As a structural and professional engineer, George worked in New York before he joined RCA in 1958. In the mid-'60s, he moved his family of seven to Kwajalein Island in the Marshall Islands in the South Pacific for a two-year stay.

He worked on the construction and maintenance of housing domes for radar used in anti-ballistic missile testing. Further testing occurred under his supervision in Naples, Fla.; White Sands, N.M.; Colorado Springs, Colo.; and the Arctic Circle in Alaska.

George took various family members back to Kwajalein twice more in the following two decades for shorter stays.

"That special time left an indelible mark on his family," said his daughter, Madelyn Scarpulla. "It was a testament to George's mettle and lifelong willingness to try new things and disregard his comfort zone for the betterment of the individual, the family, his work and development of new ideas."

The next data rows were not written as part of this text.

PR #10838, opened 2022-03-24
Updated icon with transparent background, rounded square edges

jgutman:
Addresses #8395 , attempt #2 (previous PR was merged and reverted)

Got an updated icon from @gregswinehart, this one matches the style and size of the new Mac 11 icons much more closely.

Here we've gone for the trademarked R blue circle, but against a rounded square background with slight drop shadow around the edges

See: 
image
image (1)

Compared to the old icon, which had no background and was overly large:
image (2)


GCRev:
I'm sorry I can't re-approve of this since it has already been merged, but LGTM!

Thanks for including screenies! We even did a better job fitting in with the other apple logos than Zoom.

cbrnr:
Should we see the new icon in the current release? I tried 2022.02.3 Build 492, but it still has the old icon. There seem to have been four releases after this got merged, but I only get the new icon in daily builds.

jgutman:
No, the new icon was only added for the upcoming release which is expected in July. We did not add it for our patch releases, such as 2022.02.3

Issue #10844, opened 2022-03-25
argument help popup does not display with R 4.2.0


kevinushey:
The following error is printed in the console.

> 2022-03-25T18:33:11.596020Z [rserver] ERROR CLIENT EXCEPTION (rsession-kevin): Unexpected help format, no argblock table found;|||rstudio-0.js@8#559::Throwable_4_g$|||rstudio-0.js@18#3070::Error_3_g$|||rstudio-0.js@14#3133::new AssertionError_7_g$|||rstudio-0.js@10#2174::makeAssertionError_Object_0_g$|||rstudio-0.js@23#470267::parseArguments_0_g$|||rstudio-0.js@9#470239::parse_0_g$|||rstudio-0.js@17#429948::onResponseReceived_345_g$|||rstudio-0.js@8#429934::onResponseReceived_344_g$|||rstudio-0.js@36#328440::onResponseReceived_222_g$|||rstudio-0.js@36#328498::onResponseReceived_223_g$|||rstudio-0.js@38#135415::onResponseReceived_6_g$|||rstudio-0.js@17#43353::fireOnResponseReceived_0_g$|||rstudio-0.js@28#43702::onReadyStateChange_0_g$|||rstudio-0.js@18#94072::<anonymous>|||rstudio-0.js@28#24557::apply_0_g$|||rstudio-0.js@16#24616::entry0_0_g$|||rstudio-0.js@14#24595::<anonymous>|||Client-ID: a61434ec-5d99-4360-925d-307080067334|||User-Agent: Mozilla/5.0 (Macintosh  Intel Mac OS X 10_15_7) AppleWebKit/537.36 (KHTML, like Gecko) Chrome/99.0.4844.83 Safari/537.36

jgutman:
We had some difficulty reproducing the originally reported bug, but tested the current behavior on:

RStudio Desktop 2022.02.2-485, Mac OS 12.3.1
RStudio Desktop 2022.06.0-322, Mac OS 12.3.1
RStudio Desktop 2022.06.0-322, Windows 11

and all verified to be working as expected.

PR #10845, opened 2022-03-25
be more permissive when finding the R help argument table

kevinushey:
### Intent

Addresses https://github.com/rstudio/rstudio/issues/10844.

### Approach

With the new enhanced help system for R 4.2.0, the argument table is no longer given the attribute `summary="R argblock"`. However, because we know that the argument table must come after the "Arguments:" header, it's safe to just iterate forward over siblings and use the first table we find.

### Automated Tests

Should already be covered by existing Help pane tests.

### QA Notes

Check that the Help popup tooltip displays R help appropriately.

Screen Shot 2022-03-25 at 11 37 15 AM

### Checklist

### DIFF
--- a/src/gwt/src/org/rstudio/studio/client/workbench/views/help/model/HelpInfo.java
+++ b/src/gwt/src/org/rstudio/studio/client/workbench/views/help/model/HelpInfo.java
@@ -18,6 +18,7 @@ import com.google.gwt.core.client.JavaScriptObject;
 import com.google.gwt.core.client.JsArrayString;
 import com.google.gwt.dom.client.*;
 
+import org.rstudio.core.client.StringUtil;
 import org.rstudio.core.client.dom.DomUtils;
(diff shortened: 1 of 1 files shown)


kevinushey:
It looks like this change will be necessary to support R 4.2.0 in PT, so I've rebased to target there.

jgutman:
I'm taking a look at testing this, and I've seen the help error come up in my session logs once or twice, but I'm not seeing an error when looking at the tooltip for `stats::rn` in R 4.2+ on older versions of PT or SW. Any advice on reproducing the original error so I can verify this is fixed?

kevinushey:
Weird. I can't reproduce anymore with the latest R 4.3.0 development builds either. :-/

- Maybe this only reproduces in development builds of RStudio? I'm not sure if our Java asserts still fire in a package build.
- Maybe something changed in R 4.3.0 to fix this from when I last tested?

Issue #10484, opened 2022-02-01
Cleanup UI Zooming in Electron Desktop


gtritchie:
Cleanup and finish implementing the zoom feature. It seems to be working in general, but review and resolve the following TODOs to ensure it is fully implemented.

Be sure to test via keyboard shortcuts, command-palette, and via invocation of the View / Actual Size / Zoom In / Zoom Out menu.

Also look at persistence of the zoom level. Currently it is being saved (somewhere...) but in a different place than Qt desktop. Decide if we care about zoom level staying the same if you are going between Qt-based and Electron-based RStudio.

Note, currently relies on Electron's menuItemRoles versus the explicit command-handling we do in the Qt desktop. That might be ok (don't quite recall the gory details 7 months later).

- https://github.com/rstudio/rstudio/blob/e869a097415c5e8ded835bdd70a6eae465d4f226/src/node/desktop/src/main/desktop-browser-window.ts#L194-L197
- https://github.com/rstudio/rstudio/blob/e869a097415c5e8ded835bdd70a6eae465d4f226/src/node/desktop/src/main/main-window.ts#L111-L114
- https://github.com/rstudio/rstudio/blob/e869a097415c5e8ded835bdd70a6eae465d4f226/src/node/desktop/src/main/menu-callback.ts#L302-L323

Also including these TODOs related to dpi as part of this:

- https://github.com/rstudio/rstudio/blob/e869a097415c5e8ded835bdd70a6eae465d4f226/src/node/desktop/src/main/utils.ts#L48-L51
- https://github.com/rstudio/rstudio/blob/e869a097415c5e8ded835bdd70a6eae465d4f226/src/node/desktop/src/main/utils.ts#L344-L349
- https://github.com/rstudio/rstudio/blob/b9cfb0cead45532141eb11bb772ff501a047bd51/src/node/desktop/src/main/gwt-callback.ts#L286-L289

matheustavaresdev:
After many testing and code walkthrough, here's my outcomes on this:

## 1) Image comparison
- **Default ( 0 ) Zoom**
  - Electron 
![electron_0](https://user-images.githubusercontent.com/36674530/154419211-15a2e820-66fa-4c62-8511-ead9d7e00d78.png)
  - QT
  ![QT](https://user-images.githubusercontent.com/36674530/154419236-0e963b73-e6e6-4ccd-a96e-170dcc6eaf6c.png)
  
[...]

PR #10846, opened 2022-03-25
Electron preference defaults and legacy priority

timtmok:
### Intent
Address #10484

This sets the preference priority to Electron-store > legacy Qt > default value for zoom level, fixed font, and R path. All other preferences can follow these as examples for preference priority. There is now a generated type for the user state based on `user-state-schema.json`. The file is also included during the webpack so that default values are taken from there. Hard-coded defaults have now been removed.

There is a new step in `postinstall` to generate the type. So running `npm ci` or `npm install` will generate the necessary type for the user state schema. The default values are pulled in at runtime and directly read from `user-state-schema.json`.

### Approach
The default values are taken directly from `user-state-schema.json` now and there is type validation when setting values. An error is returned if the value is invalid.

The `rBinDir` looks to have stored the selected R version for Windows. So this is now used for `rstudiopath` and will read the legacy value if available. There is a difference where the legacy value does not include the executable so that is checked before using the file path. There's also a mixture of how the path separator is defined (`\\` vs. `/`) but that still works. It's caused by the legacy value using `\\` and Electron using `/`.

I tried to set a webpack alias for importing `user-state-schema.json` but `mocha` couldn't understand the alias. There are some packages available to handle translating the file path but have since been deprecated and/or don't work with Mocha 9.x.

Any issues with VS Code intellisense with the json values might require restarting the TS server using the command palette (or restarting VS Code).

### Automated Tests
There are unit tests for being able to set the value and get a legacy value if that's all that is available.

### QA Notes
MacOS is the only vastly different platform that stored legacy values in Mac defaults. For the most part, legacy values can be set using a PT build. Clearing these places of Electron user state can trigger reading the legacy values:

Windows: `C:\Users\<user>\AppData\Roaming\RStudio\config.json`
MacOS: `/Users/<user>/Library/Application Support/RStudio/config.json`
Linux: `/home/<user>/.config/RStudio/config.json`

### Checklist

### DIFF
--- a/src/cpp/session/resources/schema/user-state-schema.json
+++ b/src/cpp/session/resources/schema/user-state-schema.json
@@ -13,10 +13,6 @@
                     "items": {
                         "type": "string"
                     }
-                },
-                "clipboardMonitoring": {
-                    "type": "boolean",
-                    "description": "Linux clipboard monitoring for middle-click paste"
                 }
             },
             "default": {
@@ -32,16 +28,12 @@
                 },
                 "fixedWidthFont": {
                     "type": "string"
-                },
-                "useFontConfigDb": {
-                    "type": "boolean"
                 }
             },
             "description": "Font options from the Appearance category",
             "default": {
                 "proportionalFont": "",
-                "fixedWidthFont": "",
-                "useFontConfigDb": true
+                "fixedWidthFont": ""
             }
         },
         "view": {
--- a/src/cpp/session/resources/schema/user-state-schema.json
+++ b/src/cpp/session/resources/schema/user-state-schema.json
@@ -4,6 +4,139 @@
     "title": "RStudio User State",
     "type": "object",
     "properties": {
+        "general": {
+            "type": "object",
+            "properties": {
+                "ignoredUpdateVersions": {
+                    "type": "array",
+                    "description": "A list of ignored updates. Ignored updates will not trigger an available update.",
+                    "items": {
+                        "type": "string"
+                    }
+                },
+                "clipboardMonitoring": {
+                    "type": "boolean",
+                    "description": "Linux clipboard monitoring for middle-click paste"
+                }
+            },
+            "default": {
+                "ignoredUpdateVersions": [],
+                "clipboardMonitoring": true
+            }
+        },
+        "font": {
+            "type": "object",
+            "properties": {
+                "proportionalFont": {
+                    "type": "string"
+                },
+                "fixedWidthFont": {
+                    "type": "string"
+                },
+                "useFontConfigDb": {
+                    "type": "boolean"
+                }
+            },
+            "description": "Font options from the Appearance category",
+            "default": {
+                "proportionalFont": "",
+                "fixedWidthFont": "",
+                "useFontConfigDb": true
+            }
+        },
+        "view": {
+            "type": "object",
+            "properties": {
+                "zoomLevel": {
+                    "type": "number",
+                    "description": "UI zoom level, 1.0 == 100%",
+                    "enum": [0.25, 0.5, 0.75, 0.8, 0.9, 1.0, 1.1, 1.25, 1.5, 1.75, 2.0, 2.5, 3.0, 4.0, 5.0]
+                },
+                "windowBounds": {
+                    "type": "object",
+                    "description": "Window location and size",
+                    "properties": {
+                        "width": { "type": "number" },
+                        "height": { "type": "number" },
+                        "x": { "type": "number" },
+                        "y": { "type": "number" }
+                    }
+                },
+                "accessibility": {
+                    "type": "boolean",
+                    "description": "Screen reader support" 
+                }
+            },
+            "default": {
+                "zoomLevel": 1.5,
+                "windowBounds": { "width": 1200, "height": 900, "x": 0, "y": 0 },
+                "accessibility": false
+            }
+        },
+        "session": {
+            "type": "object",
+            "properties": {
+                "lastRemoteSessionUrl": {
+                    "type": "string"
+                },
+                "authCookies": {
+                    "type": "array",
+                    "items": {
+                        "type": "string"
+                    }
+                },
+                "tempAuthCookies": {
+                    "type": "array",
+                    "items": {
+                        "type": "string"
+                    }
+                }
+            },
+            "default": {
+                "lastRemoteSessionUrl": "",
+                "authCookies": [],
+                "tempAuthCookies": []
+            }
+        },
+        "renderer": {
+            "type": "object",
+            "properties": {
+                "engine": {
+                    "type": "string",
+                    "enum": ["auto", "desktop", "gles"]
+                },
+                "useGpuExclusionList": {
+                    "type": "boolean"
+                },
+                "useGpuDriverBugWorkarounds": {
+                    "type": "boolean"
+                }
+            },
+            "default": {
+                "engine": "auto",
+                "useGpuExclusionList": true,
+                "useGpuDriverBugWorkarounds": true
+            }
+        },
+        "platform": {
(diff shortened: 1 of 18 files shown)


src/cpp/session/resources/schema/user-state-schema.json
```diff
@@ -4,6 +4,139 @@
...
+            "type": "object",
+            "properties": {
+                "ignoredUpdateVersions": {
+                    "type": "array",
+                    "description": "A list of ignored updates. Ignored updates will not trigger an available update.",
+                    "items": {
+                        "type": "string"
+                    }
+                },
+                "clipboardMonitoring": {
```
kevinushey, line 17: FWIW this preference might not be necessary anymore with Electron.

src/cpp/session/resources/schema/user-state-schema.json
```diff
@@ -4,6 +4,139 @@
...
+        "font": {
+            "type": "object",
+            "properties": {
+                "proportionalFont": {
+                    "type": "string"
+                },
+                "fixedWidthFont": {
+                    "type": "string"
+                },
+                "useFontConfigDb": {
```
kevinushey, line 36: Do you know if we still need this?

src/node/desktop/src/main/detect-r.ts
```diff
@@ -295,7 +295,7 @@ function isValidInstallationWin32(installPath: string): boolean {
 
 function findDefaultInstallPathWin32(version: string): string {
   // query registry for R install path
-  const keyName = `HKEY_LOCAL_MACHINE\\SOFTWARE\\R-Core\\${version}`;
+  const keyName = `HKEY_LOCAL_MACHINE\\SOFTWARE\\R-Core\\R\\${version}`;
```
kevinushey, line 298: This change looks incorrect to me, given how this function is used:

```
$ rg findDefaultInstallPath
src/node/desktop/src/main/detect-r.ts
296:function findDefaultInstallPathWin32(version: string): string {
329:    const x64InstallPath = findDefaultInstallPathWin32('R64');
338:  const i386InstallPath = findDefaultInstallPathWin32('R');
351:  return findDefaultInstallPathWin32('R');
355:  return findDefaultInstallPathWin32('R64');
```

Note that the caller is responsible for passing `R` or `R64`, since it might depend on whether we're enumerating 32-bit versions of R versus 64-bit versions of R. (The "version" parameter here probably makes this unclear.)

src/cpp/session/resources/schema/user-state-schema.json
```diff
@@ -4,6 +4,139 @@
...
+                "useFontConfigDb": true
+            }
+        },
+        "view": {
+            "type": "object",
+            "properties": {
+                "zoomLevel": {
+                    "type": "number",
+                    "description": "UI zoom level, 1.0 == 100%",
+                    "enum": [0.25, 0.5, 0.75, 0.8, 0.9, 1.0, 1.1, 1.25, 1.5, 1.75, 2.0, 2.5, 3.0, 4.0, 5.0]
```
kevinushey, line 53: Is this a good opportunity to allow arbitrary zoom levels? (That is, we could just enforce that this is a number.)

kevinushey: Or does it need to be this way to support the "legacy" options?

src/node/desktop/src/main/detect-r.ts
kevinushey: Also note that the registry keys `R-core/R` and `R-core/R/3.6.3` both contain InstallPath strings; the first one is just the "default" value associated with the most recently installed copy of R.

src/cpp/session/resources/schema/user-state-schema.json
timtmok: Good point, I'll take another look at how it's used and see about cleaning this up.

src/cpp/session/resources/schema/user-state-schema.json
timtmok: I'll take it out since the font DB isn't necessary now but I also wasn't sure what performance would be like when you mentioned that some users have a large number of fonts installed. I suppose the font DB wouldn't be the first choice when dealing with that performance. If there were a performance problem with a lot of fonts, I would probably refactor the call to retrieve the fonts asynchronously and caching it instead of building the cache at startup.

src/cpp/session/resources/schema/user-state-schema.json
timtmok: Arbitrary zoom levels is possible and would be neat to have a zoom slider instead of the presets. It only has to be enforced for legacy options so I think it would be a requirement for Qt. Only validating for type number should be fine since the legacy value is not overwritten so a user could downgrade RStudio and go back to whatever settings they had.

Electron only needs a value greater than 0. Looks like Qt can only be 0.25 - 5.0. So I think keeping the minimum and maximum but allowing arbitrary values in between makes a lot of sense.

src/node/desktop/src/main/detect-r.ts
kevinushey: Interesting... I see some registry keys in both locations as well. I tried re-installing some versions of R, and I'm now always seeing the registry keys updated in the WOW632Node folder, whereas previously some were updated in the parent directory. Did something change in the latest builds of Windows? This seems a little surprising to me.

kevinushey: I did a brief comparison of where the registry entries seem to be getting updated:

---

### HKEY_LOCAL_MACHINE\SOFTWARE\R-Core

- R 3.3.3

### HKEY_LOCAL_MACHINE\SOFTWARE\WOW6432Node\R-Core

- R 3.6.3
- R 4.1.3
- R 4.2.0 (Pre-release)

---

Even so, RStudio is still able to find all of these installations...

Screen Shot 2022-03-28 at 10 06 17 AM

... however, if I'm running from a command prompt, I need to use `/reg:32` as you said.

```
C:\Users\kevin>reg query HKEY_LOCAL_MACHINE\SOFTWARE\R-Core\R /reg:32

HKEY_LOCAL_MACHINE\SOFTWARE\R-Core\R
    InstallPath    REG_SZ    C:\R\R-3.3.3
    Current Version    REG_SZ    3.3.3

HKEY_LOCAL_MACHINE\SOFTWARE\R-Core\R\3.3.3
HKEY_LOCAL_MACHINE\SOFTWARE\R-Core\R\3.6.3
HKEY_LOCAL_MACHINE\SOFTWARE\R-Core\R\4.1.3
HKEY_LOCAL_MACHINE\SOFTWARE\R-Core\R\4.2.0 Pre-release

C:\Users\kevin>reg query HKEY_LOCAL_MACHINE\SOFTWARE\R-Core\R

HKEY_LOCAL_MACHINE\SOFTWARE\R-Core\R
    InstallPath    REG_SZ    C:\R\R-3.3.3
    Current Version    REG_SZ    3.3.3

HKEY_LOCAL_MACHINE\SOFTWARE\R-Core\R\3.3.3
```

For posterity, this is with Windows 11 on ARM, running through Parallels on my M1 macOS machine. This seems worth testing on native hardware...

timtmok: Yes, it would be great to test natively. I can only get it to work (Win 11 ARM, Parallels) if the `/reg:32` switch is set and that seems wrong. I also had issues with detecting the architecture. Despite this being an arm64 install, `process.architecture` returns x64.

timtmok:
I'll merge given that Windows ARM is not a supported platform. Maybe if one of us can figure out how to detect Windows ARM properly, we could do some sort of easy workaround to query the R installations. That would be helpful for those of us with Windows ARM VM's.

Issue #7992, opened 2020-10-07
Exporting from viewer onto clipboard provides a nonsensical screenshot


kiernang:
### System details

    RStudio Edition : Desktop
    RStudio Version : Version 1.3.1093
    OS Version      : Windows 10
    R Version       :  4.02

### Steps to reproduce the problem
Using a data.frame and the gt package (as well as dplyr):
```
example_df<- data.frame(a = c('This', 'Does', 'Not', 'Work'), b = c(0,0,0,0))
example_table <- example_df %>% gt () %>%
  tab_header(title = "Broken Export") %>% opt_row_striping(row_striping = TRUE) %>%
  tab_source_note(source_note = "This does not export properly")

example_table
```

From there, click 'Export' and then 'Copy to clipboard'. When you paste the picture, the picture will include your code.

### Describe the problem in detail
Trying to export a table from the viewer to an external report. When the table is copied to the clipboard, it is not the table, but instead a screenshot of the table as well as the code in the background. See attached picture.
![image](https://user-images.githubusercontent.com/66456229/95353807-fd861580-08c3-11eb-93a9-a0cd540c0119.png)

### Describe the behavior you expected
Expected just the table. Similar to below image.
![image](https://user-images.githubusercontent.com/66456229/95354251-7b4a2100-08c4-11eb-9f1d-37b1d563cab6.png)

- [ x] I have read the guide for [submitting good bug reports](https://github.com/rstudio/rstudio/wiki/Writing-Good-Bug-Reports).
- [ x] I have installed the latest version of RStudio, and confirmed that the issue still persists.
- [ x] If I am reporting a RStudio crash, I have included a [diagnostics report](https://support.rstudio.com/hc/en-us/articles/200321257-Running-a-Diagnostics-Report).
- [ x] I have done my best to include a minimal, self-contained set of instructions for consistently reproducing the issue.

ronblum:
@kiernang Thank you for raising the issue! We'll review it as a possible fix in the upcoming 1.4 Wax Begonia release.

mikebessuille:
Consider for 1.5.  Need QA to reproduce this; does it happen all the time for copy to clipboard?

kiernang:
Happens all the time.

ronblum:
I can reproduce this on MacOS 11 Big Sur beta 10, as well. Note that this was the behavior in 1.2.5042, as well.

iago-pssjd:
[...]

PR #10858, opened 2022-03-29
Copy viewer plot to clipboard

timtmok:
### Intent
Address #7992

Implements the feature for Electron. This fixes the export to clipboard issue present in Qt builds when the zoom level has been changed.

### Approach
From GWT, it can still do the same thing and the values can be used with Electron's API to call `capturePage`. The preview can be resized and the zoom level can be adjusted without affecting what is copied to the clipboard.

### Automated Tests
None

### QA Notes
I discovered that in #7992 that the issue occurs when changing the zoom level before exporting the plot. This does not fix the issue in Qt but the Electron implementation fixes the issue.

Sample code to generate something in the Viewer pane:
```R
library(gt)
library(tidyverse)
library(glue)

# Define the start and end dates for the data range
start_date <- "2010-03-07"
end_date <- "2010-06-14"

# Create a gt table based on preprocessed
# `sp500` table data
sp500 %>%
  filter(date >= start_date & date <= end_date) %>%
  select(-adj_close) %>%
  gt() %>%
  tab_header(
    title = "S&P 500",
    subtitle = glue("{start_date} to {end_date}")
  ) %>%
  fmt_date(
    columns = date,
    date_style = 3
  ) %>%
  fmt_currency(
    columns = c(open, high, low, close),
    currency = "USD"
  ) %>%
  fmt_number(
    columns = volume,
    suffixing = TRUE
  )
```

Generates an image like:
image

### Checklist

### DIFF
--- a/src/node/desktop/src/main/gwt-callback.ts
+++ b/src/node/desktop/src/main/gwt-callback.ts
@@ -15,7 +15,18 @@
 
 // TODO clean this up
 
-import { app, BrowserWindow, clipboard, dialog, ipcMain, screen, shell, webContents, webFrameMain } from 'electron';
+import {
+  app,
+  BrowserWindow,
+  clipboard,
+  dialog,
+  ipcMain,
+  Rectangle,
+  screen,
+  shell,
+  webContents,
+  webFrameMain,
+} from 'electron';
 import { IpcMainEvent, MessageBoxOptions, OpenDialogOptions, SaveDialogOptions } from 'electron/main';
 import EventEmitter from 'events';
 import { mkdtempSync, writeFileSync } from 'fs';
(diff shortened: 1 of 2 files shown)


kevinushey (approved):
LGTM! Very nice to see that we can make use of existing Electron APIs here :)

src/node/desktop/src/main/gwt-callback.ts
```diff
@@ -411,10 +422,18 @@ export class GwtCallback extends EventEmitter {
       GwtCallback.unimpl('desktop_close_named_window');
     });
 
-    ipcMain.on(
+    ipcMain.handle(
```
kevinushey, line 425: As an aside, should we prefer using `handle` to `on` in general, or was there another motivation for this change?

timtmok: I believe `handle` returns a promise. Using `on` requires passing a callback or firing the message with `sendSync`. Either can work to get the main process to respond to the event. I think `handle` is appropriate here to separate the main process doing the actual work from the renderer that is passing along the event from GWT.

PR #13383, opened 2023-07-17
identify callable python objects from reticulate as not suspendable

t-kalinowski:
### Intent

Currently, the IDE will silently trigger a python exception, overwriting `reticulate::py_last_error()`. This occurs while the IDE is introspecting the R session to determine if the session is suspendable. The `isSuspendalImpl` function already has an early check for reticulate objects, but it is too narrow currently, missing callable python objects that present in the R session as R functions, not R environments. 

### Approach

update the check 
```r
if (is.environment(x) && inherits(x, "python.builtin.object))`
```
to
```r 
if (is.environment(value) || is.function(value)) && value, "python.builtin.object")
```

### DIFF
--- a/src/cpp/session/modules/SessionEnvironment.R
+++ b/src/cpp/session/modules/SessionEnvironment.R
@@ -20,7 +20,7 @@
       .rs.isFunctionMasked(functionName, packageName),
       error = function(e) FALSE
    )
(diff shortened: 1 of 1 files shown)


kevinushey:
Thanks!

PR #13373, opened 2023-07-14
Update text for Posit Cloud dialogs as requested

jgutman:
### Intent

Addresses https://github.com/rstudio/lucid-server/issues/5040
Use language as proposed by @Alex-Chisholm here:
https://docs.google.com/document/d/1pi8qof6UPIlJW914d6XQsBV2Ko9vgDeiBXXgTlERtjc/edit

PR #13440, opened 2023-08-01
Update Posit Cloud text and add French translations

jgutman:
Follow-up to #13373
Edit text so we don't have any truncation happening
image


timtmok (approved):

ronblum:
I'll tag Tom for thoughts about language.

PR #13498, opened 2023-08-15
Add separate flag to force docker step

jeffvroom:
Need FORCE_BUILD=true for nightly builds but don't want to force docker rebuilds in that case so adding a new flag.


MariaSemple (approved):
LGTM!

Issue #13365, opened 2023-07-13
Can't paste into New project from various pop-up dialogues e.g. Git


mine-cetinkaya-rundel:
### System details

    RStudio Edition : Desktop
    RStudio Version : 2023.09.0-daily+217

He retired from RCA in 1988.

George and his wife were active at Old Saint Joseph's Church, where George served on the advisory board responsible for architectural restoration work on the 280-year-old church.

He was actively involved with the Society Hill Civic Association.

His wife died in 2006. Besides his daughter, he is survived by a son, John; two other daughters, Marie and Clare; a brother, Carmine; a sister, Rose, and a granddaughter, Marlena.

Services: Funeral Mass 10 a.m. Saturday, Oct. 15, at Old Saint Joseph's Church, 321 Willings Alley, followed by burial with military honors at Calvary Cemetery, West Conshohocken.

In lieu of flowers, donations may be made to Old Saint Joseph's Historic Preservation Corp. at Philadelphia 19106.